Issue #404, opened 2018-10-23
JavaScript code linting and formatting


schemar:
We should have standards for how JavaScript code is linted and formatted so it is homogeneous across files.

Copy the tools and settings from the openst repository that @pgev established.

Include auto-formatting of all existing files in this ticket.

Change indentation to `2` spaces.
Change line width hard wrap limit max character to `79` spaces.

hobofan:
The basis for this was added with #458. The existing files in the `test` directory still need to be checked though.

PR #458, opened 2018-11-14
Add initial version of genesis deployment tool

hobofan:
Adds the first version of the genesis deployment script(s).

This allows us to generate the `accounts` section for a parity chainspec, taking as input the bytecode of the compiled contracts and their constructor arguments (+ ABI). This greatly simplifies the bootstrapping of a new Auxiliary chain.

Also adds `eslint` for JS style conformance as per #404.

**TODO**:
- [x] Find a way to be able to invoke script directly instead of via `truffle exec` (truffle exec has a poluted STDOUT output)
- [x] A bit simpler interface for adding Truffle contracts
- [x] Add script to merge the output of one of these deployment scripts into a chainspec
- [x] Allow for specifying a address for a contract instance instead of incrementing from a fixed address.
- [x] More robust way of incrementing addresses (that works for more than 255 addresses)
- [x] Better documentation of the `ContractRegistry` functions

@pgev : I gave you access to my fork


tools/deployment_tools.js
```diff
@@ -0,0 +1,180 @@
...
+    this.linkBytecode = this.linkBytecode.bind(this);
+    this.linkedBytecodeForContract = this.linkedBytecodeForContract.bind(this);
+    this.truffleDeployer = this.truffleDeployer.bind(this);
+    this.toParityGenesisAccounts = this.toParityGenesisAccounts.bind(this);
+    this.takeNextAddress = this.takeNextAddress.bind(this);
+  }
+
+  takeNextAddress() {
+    const addressHex = web3.utils.bytesToHex(this.nextAvailableAddress);
+    this.nextAvailableAddress[this.nextAvailableAddress.length - 1] += 1;
```
schemar: Wouldn't it be easier to have a `BN` or similar and actually increase that? If I understand this approach correctly it is bound to 10 addresses, which may or may not be sufficient in the future.

hobofan: It's bound to 255 (as it increments the last byte, not string character), but yeah, probably possible to use `BN` instead. I'll look into that.

schemar: Doesn't it increment the last hex character (4 bits => max 16)? And does it know to go from `9` to `a`? JavaScript magic? 🤔

hobofan: `this.nextAvailableAddress` is a byte array, so no magic there 😉

hobofan: But that code is gone now anyway 😄

schemar: Ah, somehow I thought it was a hex string 😳

hobofan:
From my side this would be mergeable in the current state. Should be in a usable state for @pgev's work on the ValidatorSet. Next step would be applying this to the deployment sequence for auxiliary, now that #448 is merged.

hobofan:
WIP again following some feedback from @pgev

hobofan:
Back to review.

@pgev I added the state machine we talked about. Also added some tests for core parts of the functionality and a referencing system for contract addresses in constructor arguments (so we can also order those correctly).

tools/deployment_tools.js
```diff
@@ -0,0 +1,499 @@
...
+     * Returns the next available address.
+     *
+     * @return {string} Next address that will be used for a contract created by
+     *                  a transaction from `fromAddress` at the current transaction
+     *                  count (= nonce).
+     */
+    generateAddress() {
+        const addressBytes = Web3.utils.sha3(rlp.encode([this.fromAddress, this.nextNonce]))
+            .slice(12)
+            .substring(14);
```
schemar: Should be extracted into a function with a meaningful name or alternatively explain in a comment what/why it does.

tools/deployment_tools.js
```diff
@@ -0,0 +1,499 @@
...
+        this.contracts = [];
+
+        this.addContract = this.addContract.bind(this);
+        this.toParityGenesisAccounts = this.toParityGenesisAccounts.bind(this);
+    }
+
+    /**
+     * Add a contract to the registry.
+     *
+     * @param {Contract} contracts Contract to add to the registry.
```
schemar:
```suggestion
     * @param {Contract} contract Contract to add to the registry.
```

tools/deployment_tools.js
```diff
@@ -0,0 +1,499 @@
...
+    /**
+     * Generate the "accounts" object for a parity chainspec for all the contracts have been added.
+     * For that the { "0x...": { "constructor": "0x..." } } version of account intialization
+     * which is currently exclusive to parity is used.
+     *
+     * See {@link https://wiki.parity.io/Chain-specification} for more details on the
+     * parity chainspec format.
+     *
+     * @param {Object} options.addressGenerator Address generator to use.
+     *                 Defaults to a IncrementingAddressGenerator.
```
schemar:
```suggestion
     *                 Defaults to an IncrementingAddressGenerator.
```

tools/deployment_tools.js
```diff
@@ -0,0 +1,499 @@
...
+        };
+        const mergedOptions = Object.assign(defaultOptions, options);
+
+        // prepare contracts by ordering and generating addresses
+        const { addressGenerator } = mergedOptions;
+        this._orderContracts();
+        this.contracts.forEach(contract => contract.setAddress(addressGenerator));
+        this.contracts.forEach(contract => contract.instantiate());
+
+        const output = {
```
schemar: Better name? `genesisAccounts`?

tools/deployment_tools.js
```diff
@@ -0,0 +1,499 @@
...
+        return output;
+    }
+
+    /**
+     * Generate transaction objects that can be passed as an argument
+     * to `web3.eth.sendTransaction()`.
+     * This allows for deployment on a live network.
+     *
+     * @param {string} fromAddress See {@ IncrementingNonceAddressGenerator#constructor}.
+     * @param {number} startingNonce See {@ IncrementingNonceAddressGenerator#constructor}.
```
schemar: `@link`s?

tools/deployment_tools.js
```diff
@@ -0,0 +1,499 @@
...
+                };
+            });
+
+        return output;
+    }
+
+    /**
+     * Generate transaction objects that can be passed as an argument
+     * to `web3.eth.sendTransaction()`.
+     * This allows for deployment on a live network.
```
schemar: It generates the objects *from this `ContractRegistry`,* right?
Maybe also explain that transactions and the parity genesis account are alternatives.

tools/deployment_tools.js
```diff
@@ -0,0 +1,499 @@
...
+
+        return transactionObjects;
+    }
+
+    /**
+     * Orders all contracts in the order of sequential deployment.
+     * This is determined by the amount of transitive dependencies (including self).
+     */
+    _orderContracts() {
+        this.contracts.sort((a, b) => a._getDependenciesCount() - b._getDependenciesCount());
```
schemar: I don't understand how the dependencies count guarantees the order? Can't a contract with `n` dependencies depend on a contract with `n+1` or `n-1` dependencies? 😕

tools/merge_chainspec_accounts.js
```diff
@@ -0,0 +1,19 @@
+#! /usr/bin/env node
+// Called like this:
+// node merge_chainspec_accounts.js chainspec.json accounts.json
```
schemar: you should also explain where chainspec and accounts comes from.

tools/merge_chainspec_accounts.js
```diff
@@ -0,0 +1,19 @@
...
+const accounts = JSON.parse(fs.readFileSync(accountsPath));
+
+Object.entries(accounts).forEach(([address, obj]) => {
+  if (chainspec.accounts[address]) {
+    console.warn(`Account at address ${address} already exists.`);
+  }
+  chainspec.accounts[address] = obj;
+});
+
+console.log(JSON.stringify(chainspec, null, 4));
```
schemar: What is the purpose of this?

tools/test/deployment_tools.test.js
```diff
@@ -0,0 +1,164 @@
...
+const ContractRegistry = require('../deployment_tools.js').ContractRegistry;
+const IncrementingNonceAddressGenerator = require('../deployment_tools.js').IncrementingNonceAddressGenerator;
+
+const EIP20TokenFile = require('../../build/contracts/EIP20Token.json');
+
+const rootDir = `${__dirname}/../../`;
+
+describe('Contract', () => {
+    describe('.setAddress()', () => {
+        test('correctly sets a fixed address for contract', () => {
```
schemar: We usually use mocha `it` as per truffle. Is that an option here?

tools/test/deployment_tools.test.js
```diff
@@ -0,0 +1,164 @@
...
+            const EIP20Token = new Contract(EIP20TokenFile.contractName, EIP20TokenFile.bytecode, constructorAbi, ['MYT', 'MyToken', 18]);
+
+            EIP20Token.setAddress('0x0000000000444440000000000000000000000100');
+
+            const registry = new ContractRegistry();
+            registry.addContract(EIP20Token);
+
+            const output = registry.toParityGenesisAccounts();
+            expect(Object.keys(output)).toContain('0x0000000000444440000000000000000000000100');
+            expect(Object.keys(output).length).toEqual(1);
```
schemar: We usually use Chai `assert`s as per truffle. Is that an option here?

tools/test/deployment_tools.test.js
hobofan: We can definitely switch it to mocha + chai 👍 . I just picked Jest as I was most used to it and there wasn't a general JS testing framework in place.

tools/merge_chainspec_accounts.js
hobofan: 👍 
I'll add some docs for that script.

tools/deployment_tools.js
hobofan: It's not just the count of dependencies but transitive dependencies. There is some graph theory behind it that @pgev can probably better explain 😅

tools/deployment_tools.js
hobofan: Yes! 👍

tools/deployment_tools.js
```diff
@@ -0,0 +1,499 @@
+const Web3 = require('web3');
+const fs = require('fs');
+const path = require('path');
+const rlp = require('rlp');
```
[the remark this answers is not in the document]
hobofan: This should be according to JS best practices (which doesn't really prescribe either). The uppercase version of `Web3` is a bit unnormal, but it appears that this something that Ethereum JS community has settled on (as `web3` is used for an instance).

tools/deploy_token_genesis.js
```diff
@@ -0,0 +1,12 @@
+// Demonstrates a genesis deployment of a EIP20Token
+const Contract = require('./deployment_tools.js').Contract;
+const ContractRegistry = require('./deployment_tools.js').ContractRegistry;
+
+const EIP20Token = Contract.loadTruffleContract('EIP20Token', ['MYT', 'MyToken', 18]);
+EIP20Token.address = '0x0000000000444440000000000000000000000100';
+// EIP20Token.instantiate(['MYT', 'MyToken', 18]);
```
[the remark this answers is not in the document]
hobofan: 👍 Will delete. That was my manual test case before I added the tests.

package.json
```diff
@@ -6,9 +6,13 @@
...
     "assert": "1.4.1",
     "bn.js": "4.11.8",
+    "eslint": "^5.9.0",
+    "eslint-config-airbnb-base": "^13.1.0",
+    "eslint-plugin-import": "^2.14.0",
     "ganache-cli": "6.1.8",
+    "jest": "^23.6.0",
     "keccak": "1.4.0",
-    "rlp": "2.1.0",
+    "rlp": "^2.1.0",
```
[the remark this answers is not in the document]
hobofan: 👍 Will do.

Is there a specific reasoning behind it? Now that lockfiles are a thing in npm-land, I don't see much of a benefit there.

tools/deployment_tools.js
schemar: Ahhhh, yes. Now it makes sense 👍 I forgot to take the transitivity into account 😅

tools/deployment_tools.js
```diff
@@ -0,0 +1,499 @@
...
+     *         genesis file for contract deployment.
+     */
+    generateAddress() {
+        const addressHex = this.nextAvailableAddress;
+
+        // Incrementing next available address.
+        const nextAddressBN = Web3.utils.toBN(addressHex).add(Web3.utils.toBN('1'));
+        this.nextAvailableAddress = `0x${Web3.utils.padLeft(nextAddressBN, 40)}`;
+
+        return addressHex;
```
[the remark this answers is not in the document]
hobofan: No, it starts at `0x0000000000000000000000000000000000010000`

- saves address to variable `addressHex` (which is initially at `0x0000000000000000000000000000000000010000`)
- increments the internal variable used to track the next address
- returns `addressHex` which still is at `0x0000000000000000000000000000000000010000`

tools/deployment_tools.js
```diff
@@ -0,0 +1,499 @@
...
+     */
+    static loadTruffleContract(contractName, constructorArgs, options = {}) {
+        const defaultOptions = {
+            rootDir: `${__dirname}/../`,
+        };
+        const mergedOptions = Object.assign(defaultOptions, options);
+
+        const contractPath = path.join(mergedOptions.rootDir, `build/contracts/${contractName}.json`);
+        const contents = fs.readFileSync(contractPath);
+        const truffleJson = JSON.parse(contents);
```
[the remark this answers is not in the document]
hobofan: One good JS idiomatic alternative would be to have `loadTruffleContract` as a free-standing function, but I generally prefer keeping alternative constructors inside the class itself.

tools/deployment_tools.js
```diff
@@ -0,0 +1,499 @@
...
+    /**
+     * Tries to interpret the provided constructor argument as a contract reference,
+     * and returns the referenced contract if it is one. See {@link Contract#reference}.
+     *
+     * @param {*} constructorArg A constructor argument that is possibly a contract reference.
+     *
+     * @returns {Contract|null} The referenced contract.
+     */
+    _getReferenceContract(constructorArg) {
+        if (!((typeof constructorArg === 'object') && (constructorArg !== null)) || constructorArg.__type !== TYPE_CONTRACT_REFERENCE) {
```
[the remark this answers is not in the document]
hobofan: I've tried a few things, but none of them were really an improvement. I'm open to suggestions!

tools/README.md
```diff
@@ -0,0 +1,58 @@
+## Deployment tool
+
+There is a JS library under `tools/deployment_tool`, which helps in building deployment scripts for non-traditional scenarios.
+
+### Features
+
+- Can output the `accounts` section for a [Parity chainspec][parity-chainspec] to allow
```
schemar:
```
 - Can output the `accounts` section for a [Parity chainspec][parity-chainspec] to allow
```
or
```suggestion
- Can output the `accounts` section for a [Parity chainspec](parity-chainspec) to allow
```

(compare line [43](https://github.com/OpenSTFoundation/mosaic-contracts/pull/458/files#diff-07b723ae57aaa00bce72a3022cf09ecdR43))

package.json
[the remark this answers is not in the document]
schemar: In theory, I agree. However, the lock-file in npm behaves differently than what I would expect. For example, it gets changed when I run `npm install` (blows my mind).

Anyways, any update (even a bug-release), should always be a very conscious choice. That's pretty much the only reason.

tools/deployment_tool/contract.js
```diff
@@ -0,0 +1,323 @@
...
+    /**
+     * Tries to interpret the provided constructor argument as a contract reference,
+     * and returns the referenced contract if it is one. See {@link Contract#reference}.
+     *
+     * @param {*} constructorArg A constructor argument that is possibly a contract reference.
+     *
+     * @returns {Contract|null} The referenced contract.
+     */
+    _getReferenceContract(constructorArg) {
+        if (!((typeof constructorArg === 'object') && (constructorArg !== null)) || constructorArg.__type !== TYPE_CONTRACT_REFERENCE) {
```
schemar: Maybe something like the below. I am sure this can inspire you to do something readable 😄 
```js
if(!isReference(constructorArg)) {
    return null;
}


function isReference(constructorArg) {
    if (!isInstance(constructorArg) {
        return false;
    }

    return constructorArg.__type === TYPE_CONTRACT_REFERENCE
}

function isInstance(constructorArg) {
    return typeof constructorArg === 'object' && constructorArg !== null;
}

```

tools/deployment_tool/contract.js
```diff
@@ -0,0 +1,323 @@
...
+            throw new Error(`Expected constructor arguments for constract ${this.contractName}`);
+        }
+        if (this.constructorArgs && !this.constructorABI) {
+            throw new Error(`Provided arguments for contract ${this.contractName}, but no constructorAbi is set.`);
+        }
+
+        this._linkBytecode();
+
+        let constructorData = this.linkedBytecode();
+        constructorData += this._encodeConstructorArguments();
```
schemar: Mind adding a little bit of documentation to the above two lines? That would really help me a lot in understanding it.

tools/deployment_tool/contract_registry.js
```diff
@@ -0,0 +1,127 @@
...
+                };
+            });
+
+        return genesisAccounts;
+    }
+
+    /**
+     * Generate transaction objects that can be passed as an argument
+     * to `web3.eth.sendTransaction()`.
+     * This allows for deployment on a live network.
```
schemar: It would help to reference `toParityGenesisAccounts` and `toLiveTransactionObjects` to each other I think. What do you think?

tools/README.md
hobofan: Should be []

package.json
```diff
@@ -6,8 +6,13 @@
     "abi-decoder": "1.2.0",
     "assert": "1.4.1",
     "bn.js": "4.11.8",
+    "chai": "4.2.0",
+    "eslint": "5.9.0",
```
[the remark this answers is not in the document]
hobofan: Nope! Updating!

tools/deployment_tool/contract.js
```diff
@@ -0,0 +1,323 @@
...
+    }
+
+    /**
+     * Helper for loading a contract saved in a format followin the truffle-contract-schema.
+     *
+     * See {@link https://github.com/trufflesuite/truffle/tree/66e3b1cb10df881d80e2a22ddea68e9dcfbdcdb1/packages/truffle-contract-schema}
+     *
+     * @param {string} contractName Name of the contract to load.
+     * @param {Array<*>} constructorArgs Arguments for the contract constructor.
+     * @param {object} options
```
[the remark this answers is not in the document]
hobofan: Maybe.

tools/deployment_tool/contract.js
hobofan: 👍

tools/deployment_tool/contract_registry.js
hobofan: Done!

hobofan:
:repeat: :)

tools/deployment_tool/contract.js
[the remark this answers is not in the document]
schemar: Then it could as well be a `rootDir` argument 🤷‍♂️

tools/deployment_tool/contract.js
```diff
@@ -0,0 +1,323 @@
...
+     */
+    addLinkedDependency(linkedContract) {
+        this._ensureState(STATE_NEW);
+        this.linkReplacements.push(linkedContract);
+    }
+
+    /**
+     * Returns the contract's address as detemined by the provided AddressGenerator.
+     *
+     * @param {Object|string} addressGeneratorOrAddress The AddressGenerator used for
```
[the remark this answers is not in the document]
schemar: Someone else should probably comment on this @benjaminbollen @pgev @deepesh-kn

tools/merge_chainspec_accounts.js
schemar: I don't know enough about JS, but are you using a *logging* mechanism to give feedback to the user on `stdout`? Can I change the behavior of `console.log()` to log somewhere else? E.g. a file? In that case I would prefer explicitly writing to `stdout` and not a log.

tools/deployment_tool/contract.js
```diff
@@ -0,0 +1,342 @@
...
+const STATE_INSTANTIATED = 'instantiated';
+
+const TYPE_CONTRACT_REFERENCE = 'contract_reference';
+
+class Contract {
+    /**
+     * @param {string} contractName Name of the contract to create. If this contract is
+     *                 linked into another contracted, the provided contractName has to
+     *                 match the linking placeholder.
+     * @param {string} contracBytecode Bytecode of the contract.
```
deepesh-kn: Typo: `contracBytecode` -> `contractBytecode`

tools/deployment_tool/contract.js
```diff
@@ -0,0 +1,342 @@
...
+    /**
+     * Add a linked dependency to the contract.
+     */
+    addLinkedDependency(linkedContract) {
+        this._ensureState(STATE_NEW);
+        this.linkReplacements.push(linkedContract);
+    }
+
+    /**
+     * Returns the contract's address as detemined by the provided AddressGenerator.
```
deepesh-kn: Typo: `detemined` -> `determined`

tools/deployment_tool/contract.js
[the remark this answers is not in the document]
deepesh-kn: I too prefer separate functions like `setAddress` and `generateAddress`

tools/deployment_tool/test/deployment_tools.test.js
```diff
@@ -0,0 +1,171 @@
...
+            const MerklePatriciaProof = Contract.loadTruffleContract('MerklePatriciaProof', null, { rootDir });
+            const MessageBus = Contract.loadTruffleContract('MessageBus', null, { rootDir });
+            MessageBus.addLinkedDependency(MerklePatriciaProof);
+
+            // provided ordering = correct ordering
+            const registry = new ContractRegistry();
+            registry.addContracts([MerklePatriciaProof, MessageBus]);
+
+            const output = registry.toParityGenesisAccounts();
+            assert.equal(Object.keys(output)[0], MerklePatriciaProof.getAddress());
```
deepesh-kn: We generally use strictEqual for the asserts.
Assert reason/messages are missing in all the assert statements.

hobofan:
@deepesh-kn @schemar

I addressed the feedback in the latest commit. `setAddress` has been split up into `setAddress` and `setGeneratedAddress`.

= = = =

§ How to complete this task: In the material above, how many lines include the word "IncrementingNonceAddressGenerator"? State that number alone.

§ Response area: 3